Read more >an illegal memory access was encountered
I have search this question but I feel no useful information for me. The following is the code where it got error information:...
Read more >Weird CUDA illegal memory access error
Hi all, I encountered a weird CUDA illegal memory access error. Will try to have a minimal example in a while.
Read more >CKR - River Thames Conditions
Tweedle bugs diaper liners, Transitional words and phrases song, Easy membership site software, S-pen calibration, Types coal pulverizers, San miguel vs ...
Read more >ThinkSystem RAID 930-x xGB Flash PCIe 12Gb ...
(DCSG00010317) -FW crashed with Exception handler error at bios post while ... (DCSG00043119) -Aero A0: Write and DC issues on NVMe drives running...
Read more >Top Related Medium Post
No results found
Top Related StackOverflow Question
No results found
Troubleshoot Live Code
Lightrun enables developers to add logs, metrics and snapshots to live code - no restarts or redeploys required.
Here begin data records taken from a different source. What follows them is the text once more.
PR #3382, opened 2016-01-29
MakeCanonicalName get settings bag.

tmasternak:
MakeCanonicalName gets settings bag. This is required for sql transport as canonical name contains schema name which might be overridden during configuaration.

### DIFF
--- a/src/NServiceBus.Core.Tests/API/APIApprovals.ApproveNServiceBus.approved.txt
+++ b/src/NServiceBus.Core.Tests/API/APIApprovals.ApproveNServiceBus.approved.txt
@@ -703,7 +703,7 @@ namespace NServiceBus
         public override NServiceBus.Transports.IManageSubscriptions GetSubscriptionManager() { }
         public override System.Collections.Generic.IEnumerable<System.Type> GetSupportedDeliveryConstraints() { }
         public override NServiceBus.TransportTransactionMode GetSupportedTransactionMode() { }
-        public override string MakeCanonicalForm(string transportAddress) { }
+        public override string MakeCanonicalForm(string transportAddress, NServiceBus.Settings.ReadOnlySettings settings) { }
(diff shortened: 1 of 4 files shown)


andreasohlund:
This will effect rabbit and asb+ asq as well?

tmasternak:
I depends if transportAddress holds information which can be overridden during configuration. In case of SqlTransport this is schema. E.g. if default schema has been changed to 'aa' then MakeCanonicalName should translate 'EndpontAddress' to 'EndpointAddress@aa'.

As far as I can tell this is the case only from sql.

@Particular/azure-maintainers @Particular/transport-maintainers can you confirm?

andreasohlund:
But we need at least change the transport definitions to match the new signature?

tmasternak:
No - it's an abstract method and to my knowledge its' implemented only by MsMq and SqlTransport

andreasohlund:
>No - it's an abstract method and to my knowledge its' overridden only by MsMq and SqlTransport

Got it, lets merge when we get confirmation that it wont break the others

tmasternak:
:+1:

mauroservienti:
If this is in scope for V6 can u please add the label?

andreasohlund:
@yvesgoeleven @danielmarbach @johnsimons didn't we have plans to pass the settings to the transport definition in some kind of Initialize method to avoid passing it to all methods?

danielmarbach:
That was the plan and @yvesgoeleven wanted to send in a PR

yvesgoeleven:
The PR is pending, https://github.com/Particular/NServiceBus/pull/3308, will sync up with all transports to get PR for it going on their end

andreasohlund:
@tmasternak is this still relevant given #3308 ?

tmasternak:
It looks that it enables what I need. Closing this and reviewing #3308

SimonCropp:
@tmasternak can this branch be deleted?

PR #3385, opened 2016-01-29
fix DoNotDeliverBefore

timbussmann:
When users delay a message by providing a DateTime and they use local time, e.g. by using `DateTime.Now.AddMinutes(30);` we compare a local to an utc time. 

For users in GMT + x timezones it's therefore possible to send messages with a delivery date in the past while for GMT - x timezones, it's not valid to defere a message earlier than (LocalTime + x).

I think we shouldn't throw an exception at all, because there can always be a delay between a check (or the assignment to the sendOptions) and a send which can cause an exception. The v5 implementation actually just sends the message immediately if the send time is not in the future.

### DIFF
--- a/src/NServiceBus.Core/DelayedDelivery/DoNotDeliverBefore.cs
+++ b/src/NServiceBus.Core/DelayedDelivery/DoNotDeliverBefore.cs
@@ -8,22 +8,22 @@
     public class DoNotDeliverBefore : DelayedDeliveryConstraint
     {
         /// <summary>
-        /// The actual time when the message can be available to the recipient.
-        /// </summary>
-        public DateTime At { get; }
-
-        /// <summary>
-        /// Initializes a new insatnce of <see cref="DoNotDeliverBefore"/>.
+        /// Initializes a new insatnce of <see cref="DoNotDeliverBefore" />.
         /// </summary>
         /// <param name="at">The earliest time this message should be made available to its consumers.</param>
         public DoNotDeliverBefore(DateTime at)
         {
-            if (at <= DateTime.UtcNow)
+            if (at.ToUniversalTime() <= DateTime.UtcNow)
             {
-                throw new ArgumentException("Delivery time must be in the future",nameof(at));
+                throw new ArgumentException("Delivery time must be in the future", nameof(at));
             }
 
             At = at;
         }
+
+        /// <summary>
+        /// The actual time when the message can be available to the recipient.
+        /// </summary>
+        public DateTime At { get; }
     }
 }


timbussmann:

danielmarbach:
Do I understand correctly that

> I think we shouldn't throw an exception at all ...  The v5 implementation actually just sends the message immediately if the send time is not in the future.

will be treated as a different PR?

src/NServiceBus.Core/DelayedDelivery/DoNotDeliverBefore.cs
```diff
@@ -8,22 +8,22 @@
...
-
-        /// <summary>
-        /// Initializes a new insatnce of <see cref="DoNotDeliverBefore"/>.
+        /// Initializes a new insatnce of <see cref="DoNotDeliverBefore" />.
         /// </summary>
         /// <param name="at">The earliest time this message should be made available to its consumers.</param>
         public DoNotDeliverBefore(DateTime at)
         {
-            if (at <= DateTime.UtcNow)
+            if (at.ToUniversalTime() <= DateTime.UtcNow)
```
danielmarbach: Just for reference

https://msdn.microsoft.com/en-us/library/system.datetime.touniversaltime(v=vs.110).aspx

bording: I was going to suggest using `TimeZoneInfo.ConvertTimeToUtc()` instead:

https://msdn.microsoft.com/en-us/library/bb381744(v=vs.110).aspx

bording:
Every time I see DateTime being used when multiple time zones are involved, I think of this video:

https://www.youtube.com/watch?v=-5wpm-gesOY

and wish that [NodaTime](http://nodatime.org/) was part of the BCL.

andreasohlund:
Would it be an option to require users to use UTC? (since not doing it is most likely a misstake)

danielmarbach:
Or using DateTimeOffset?

src/NServiceBus.Core/DelayedDelivery/DoNotDeliverBefore.cs
timbussmann: @bording can you elaborate why we should use TimeZoneInfo instead? By glancing at the docs, I see that TZI works better with historic DateTime, which in this case isn't allowed anyway?

timbussmann:
I'd vote for using DateTimeOffset instead of relying on the `Kind`. I think the testing library does some  `DateTime.Kind` validation and it was quite confusing from an user perspective.

I'm all :+1: for
* switching to DateTimeOffset
* Instead of throwing exceptions, do an "immediate" dispatch (as in v5)
but in separate PRs.

andreasohlund:
>switching to DateTimeOffset

:+1: 


Will this cause any backwards comaptibility issues?

timbussmann:
> Will this cause any backwards comaptibility issues?

fixing the current bug? I don't think so, it's an entirely different API than in v5.

andreasohlund:
I think I meant:  :) 

Is there any gotchas for v5 user (using the datetime api) upgrading to the v6 api (using DateTimeOffset)?

timbussmann:
@andreasohlund you can implicitly cast DateTime to DateTimeOffset and it respects the DateTime.Kind property. I think it should behave the same.

andreasohlund:
Ok, lets go ahead then?

timbussmann:
I'll raise a new PR with the `DateTimeOffset` API.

Start FreeTop Related Reddit Thread
No results found
Top Related Hackernoon Post
No results found
Top Related Tweet
No results found
Top Related Dev.to Post
No results found
Top Related Hashnode Post
No results found
Top GitHub Comments
@OlivierNV Did you mean the command should be changed from, for example,
cuda-memcheck --tool racecheck python test.py
tocuda-memcheck python test.py
? If so, I got no error fromcuda-memcheck
like below. Unfortunately, withoutcuda-memcheck
, the error happened again…Full console outputs are described below.
stdout
Note that I added several progress logs.
stderr
Let’s go ahead and file an issue with cudf team. Unfortunately have not been able to repro due to resource limitations.